§ **What needs to be done**
In the entries that follow, find the word "play" and report each line it is on.

----- Provided entries -----

PR #693, opened 2022-02-04
Add play-secret-rotation

jacobwinch:
## What does this change?

This PR adds the [`play-secret-rotation`](https://github.com/guardian/play-secret-rotation) library to this project, which allows us to rotate our [Play Application secret](https://www.playframework.com/documentation/2.8.x/ApplicationSecret) regularly, without impacting users 🎉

-----

§ **Response**
Add play-secret-rotation
This PR adds the [`play-secret-rotation`](https://github.com/guardian/play-secret-rotation) library to this project, which allows us to rotate our [Play Application secret](https://www.playframework.com/documentation/2.8.x/ApplicationSecret) regularly, without impacting users 🎉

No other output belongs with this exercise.